▸ What to work on:
Go over the entries below line by line, copying each one that contains the word "another".

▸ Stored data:

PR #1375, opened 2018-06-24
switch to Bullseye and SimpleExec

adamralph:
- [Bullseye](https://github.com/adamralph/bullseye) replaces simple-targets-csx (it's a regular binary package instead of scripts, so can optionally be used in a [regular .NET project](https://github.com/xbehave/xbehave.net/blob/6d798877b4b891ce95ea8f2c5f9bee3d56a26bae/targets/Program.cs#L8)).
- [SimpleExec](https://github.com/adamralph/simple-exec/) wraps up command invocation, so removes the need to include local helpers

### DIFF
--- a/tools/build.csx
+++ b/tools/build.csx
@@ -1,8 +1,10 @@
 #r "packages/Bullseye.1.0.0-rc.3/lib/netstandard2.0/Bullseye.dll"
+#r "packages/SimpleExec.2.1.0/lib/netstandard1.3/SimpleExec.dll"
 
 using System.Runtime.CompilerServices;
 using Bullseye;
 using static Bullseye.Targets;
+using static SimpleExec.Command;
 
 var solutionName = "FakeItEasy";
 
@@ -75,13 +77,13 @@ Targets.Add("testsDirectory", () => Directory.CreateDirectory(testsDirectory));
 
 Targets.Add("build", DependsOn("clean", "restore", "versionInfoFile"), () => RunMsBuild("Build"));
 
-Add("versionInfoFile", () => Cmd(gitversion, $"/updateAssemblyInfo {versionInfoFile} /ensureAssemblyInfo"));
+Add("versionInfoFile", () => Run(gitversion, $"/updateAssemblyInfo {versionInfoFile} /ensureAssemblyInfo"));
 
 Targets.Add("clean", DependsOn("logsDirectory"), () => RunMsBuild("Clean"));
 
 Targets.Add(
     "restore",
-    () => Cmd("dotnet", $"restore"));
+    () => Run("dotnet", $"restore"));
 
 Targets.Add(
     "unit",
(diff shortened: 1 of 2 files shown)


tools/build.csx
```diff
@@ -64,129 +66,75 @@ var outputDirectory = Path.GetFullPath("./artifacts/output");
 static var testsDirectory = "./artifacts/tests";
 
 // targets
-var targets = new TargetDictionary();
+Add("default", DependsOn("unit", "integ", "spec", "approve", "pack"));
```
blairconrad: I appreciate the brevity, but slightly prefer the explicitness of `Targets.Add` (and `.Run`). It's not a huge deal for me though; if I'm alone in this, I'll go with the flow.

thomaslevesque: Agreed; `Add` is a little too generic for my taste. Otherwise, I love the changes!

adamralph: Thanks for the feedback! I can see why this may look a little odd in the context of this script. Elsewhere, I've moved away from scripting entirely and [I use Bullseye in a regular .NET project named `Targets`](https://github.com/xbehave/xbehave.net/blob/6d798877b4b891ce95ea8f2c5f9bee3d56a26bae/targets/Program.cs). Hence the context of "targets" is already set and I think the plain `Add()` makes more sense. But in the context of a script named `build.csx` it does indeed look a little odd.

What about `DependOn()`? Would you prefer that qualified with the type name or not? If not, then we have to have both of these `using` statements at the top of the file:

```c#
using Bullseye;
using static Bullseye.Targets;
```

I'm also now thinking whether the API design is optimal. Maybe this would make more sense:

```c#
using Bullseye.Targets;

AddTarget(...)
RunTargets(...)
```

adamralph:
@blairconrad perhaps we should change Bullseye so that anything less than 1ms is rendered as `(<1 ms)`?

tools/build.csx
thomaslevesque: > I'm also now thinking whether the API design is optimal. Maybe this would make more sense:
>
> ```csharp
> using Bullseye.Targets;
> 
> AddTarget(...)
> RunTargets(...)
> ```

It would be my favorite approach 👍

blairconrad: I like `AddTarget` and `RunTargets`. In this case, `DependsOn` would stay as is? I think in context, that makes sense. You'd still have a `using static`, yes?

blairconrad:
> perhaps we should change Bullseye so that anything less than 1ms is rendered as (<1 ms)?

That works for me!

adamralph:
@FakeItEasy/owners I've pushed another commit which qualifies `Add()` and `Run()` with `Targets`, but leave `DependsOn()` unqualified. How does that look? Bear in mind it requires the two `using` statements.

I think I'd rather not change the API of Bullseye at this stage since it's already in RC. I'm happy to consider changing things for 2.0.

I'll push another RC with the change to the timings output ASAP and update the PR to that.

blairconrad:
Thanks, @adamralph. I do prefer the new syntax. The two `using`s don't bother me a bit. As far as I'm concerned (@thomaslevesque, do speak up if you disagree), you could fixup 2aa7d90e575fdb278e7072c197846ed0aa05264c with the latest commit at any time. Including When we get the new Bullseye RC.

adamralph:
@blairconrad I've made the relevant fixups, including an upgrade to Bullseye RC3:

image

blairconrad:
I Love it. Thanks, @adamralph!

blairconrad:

--

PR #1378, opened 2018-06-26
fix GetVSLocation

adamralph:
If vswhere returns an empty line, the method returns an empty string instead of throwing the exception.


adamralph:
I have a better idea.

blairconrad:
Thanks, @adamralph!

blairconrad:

▸ Problem solution:
@FakeItEasy/owners I've pushed another commit which qualifies `Add()` and `Run()` with `Targets`, but leave `DependsOn()` unqualified. How does that look? Bear in mind it requires the two `using` statements.
I'll push another RC with the change to the timings output ASAP and update the PR to that.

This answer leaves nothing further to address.